Below are the records; pull every line that includes "keycard".
Top of STORED DATA
PR #9572, opened 2019-12-03
Fix keycard account unlocking on disabled bioauth

rasom:
This commit fixes the case when biometric auth was disabled on the
device after being enabled for a keycard account.

fixes the case described here:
Bottom of STORED DATA
**SOLUTION FOR THIS EXERCISE**.
Fix keycard account unlocking on disabled bioauth
device after being enabled for a keycard account.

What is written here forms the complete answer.